● Exercise goal:
Quote exactly the lines running from the line with "proxyd/v4.10.0 includes the new changes" to the end of the entries, including both, and nothing else.

● Record set:
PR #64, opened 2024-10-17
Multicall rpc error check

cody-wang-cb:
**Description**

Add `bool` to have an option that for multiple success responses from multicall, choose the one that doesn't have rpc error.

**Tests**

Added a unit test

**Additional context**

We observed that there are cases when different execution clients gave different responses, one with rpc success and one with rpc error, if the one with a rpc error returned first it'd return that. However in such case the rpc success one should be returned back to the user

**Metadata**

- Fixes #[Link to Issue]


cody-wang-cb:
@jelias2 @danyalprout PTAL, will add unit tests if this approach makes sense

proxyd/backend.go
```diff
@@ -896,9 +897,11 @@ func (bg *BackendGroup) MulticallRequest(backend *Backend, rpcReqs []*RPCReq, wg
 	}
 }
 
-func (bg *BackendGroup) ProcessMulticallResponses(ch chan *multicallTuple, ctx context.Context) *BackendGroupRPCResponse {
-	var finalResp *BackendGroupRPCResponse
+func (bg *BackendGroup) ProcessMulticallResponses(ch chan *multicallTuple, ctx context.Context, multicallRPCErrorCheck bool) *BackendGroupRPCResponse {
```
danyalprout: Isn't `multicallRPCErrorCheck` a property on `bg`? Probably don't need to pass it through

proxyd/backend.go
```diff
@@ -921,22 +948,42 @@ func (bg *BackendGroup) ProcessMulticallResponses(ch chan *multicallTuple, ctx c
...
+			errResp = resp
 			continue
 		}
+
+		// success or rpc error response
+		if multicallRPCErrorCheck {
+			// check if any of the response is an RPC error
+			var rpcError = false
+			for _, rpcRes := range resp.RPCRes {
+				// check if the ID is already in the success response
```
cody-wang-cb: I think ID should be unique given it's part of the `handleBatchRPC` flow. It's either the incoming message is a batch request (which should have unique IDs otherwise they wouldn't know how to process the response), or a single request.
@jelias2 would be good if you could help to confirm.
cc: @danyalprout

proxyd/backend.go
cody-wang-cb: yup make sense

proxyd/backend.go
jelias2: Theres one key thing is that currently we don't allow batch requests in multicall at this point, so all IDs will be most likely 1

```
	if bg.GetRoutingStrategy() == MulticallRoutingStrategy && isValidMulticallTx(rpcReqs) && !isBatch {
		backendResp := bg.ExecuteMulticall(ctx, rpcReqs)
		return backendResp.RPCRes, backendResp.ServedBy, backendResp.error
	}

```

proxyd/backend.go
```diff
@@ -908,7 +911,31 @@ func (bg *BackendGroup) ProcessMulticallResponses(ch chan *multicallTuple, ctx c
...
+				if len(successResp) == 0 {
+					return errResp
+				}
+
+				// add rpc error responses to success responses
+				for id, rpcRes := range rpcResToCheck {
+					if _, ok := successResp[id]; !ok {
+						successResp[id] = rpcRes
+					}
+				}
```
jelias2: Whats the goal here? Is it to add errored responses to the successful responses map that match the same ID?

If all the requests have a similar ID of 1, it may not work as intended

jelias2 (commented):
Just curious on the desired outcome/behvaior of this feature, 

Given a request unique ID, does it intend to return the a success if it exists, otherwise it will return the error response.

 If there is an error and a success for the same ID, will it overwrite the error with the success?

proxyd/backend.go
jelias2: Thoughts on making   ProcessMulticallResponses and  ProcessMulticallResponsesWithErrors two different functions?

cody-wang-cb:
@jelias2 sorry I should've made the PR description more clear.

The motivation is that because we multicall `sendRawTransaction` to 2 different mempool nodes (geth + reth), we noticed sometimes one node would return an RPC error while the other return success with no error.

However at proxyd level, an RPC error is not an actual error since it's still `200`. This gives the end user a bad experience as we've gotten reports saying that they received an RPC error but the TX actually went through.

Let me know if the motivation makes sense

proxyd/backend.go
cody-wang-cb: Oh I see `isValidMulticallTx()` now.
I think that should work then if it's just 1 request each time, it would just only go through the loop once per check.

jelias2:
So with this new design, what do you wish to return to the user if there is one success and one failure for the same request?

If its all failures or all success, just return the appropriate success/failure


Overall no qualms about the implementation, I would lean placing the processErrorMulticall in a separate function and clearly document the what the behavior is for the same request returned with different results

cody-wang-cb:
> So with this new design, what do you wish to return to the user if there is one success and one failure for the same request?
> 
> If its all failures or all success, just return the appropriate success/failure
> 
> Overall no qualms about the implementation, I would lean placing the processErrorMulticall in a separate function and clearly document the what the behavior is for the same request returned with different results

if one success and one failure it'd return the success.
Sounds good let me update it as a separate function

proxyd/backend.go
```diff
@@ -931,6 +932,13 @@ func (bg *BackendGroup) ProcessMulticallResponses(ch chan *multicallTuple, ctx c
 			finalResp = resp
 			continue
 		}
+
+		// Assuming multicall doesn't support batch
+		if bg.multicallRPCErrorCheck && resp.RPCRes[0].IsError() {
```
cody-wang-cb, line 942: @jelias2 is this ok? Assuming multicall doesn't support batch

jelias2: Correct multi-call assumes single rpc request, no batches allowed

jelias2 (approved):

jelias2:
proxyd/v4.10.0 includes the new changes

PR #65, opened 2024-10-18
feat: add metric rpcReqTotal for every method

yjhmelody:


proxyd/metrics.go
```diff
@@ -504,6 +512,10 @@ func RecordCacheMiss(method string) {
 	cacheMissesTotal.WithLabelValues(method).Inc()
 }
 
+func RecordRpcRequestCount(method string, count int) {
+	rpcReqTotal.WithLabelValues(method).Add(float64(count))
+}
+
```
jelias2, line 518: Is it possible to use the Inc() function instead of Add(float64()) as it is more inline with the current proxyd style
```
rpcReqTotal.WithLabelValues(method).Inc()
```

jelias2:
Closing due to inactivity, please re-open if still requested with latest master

● Solution to this exercise:
proxyd/v4.10.0 includes the new changes

PR #65, opened 2024-10-18
feat: add metric rpcReqTotal for every method

yjhmelody:


proxyd/metrics.go
```diff
@@ -504,6 +512,10 @@ func RecordCacheMiss(method string) {
 	cacheMissesTotal.WithLabelValues(method).Inc()
 }
 
+func RecordRpcRequestCount(method string, count int) {
+	rpcReqTotal.WithLabelValues(method).Add(float64(count))
+}
+
```
jelias2, line 518: Is it possible to use the Inc() function instead of Add(float64()) as it is more inline with the current proxyd style
```
rpcReqTotal.WithLabelValues(method).Inc()
```

jelias2:
Closing due to inactivity, please re-open if still requested with latest master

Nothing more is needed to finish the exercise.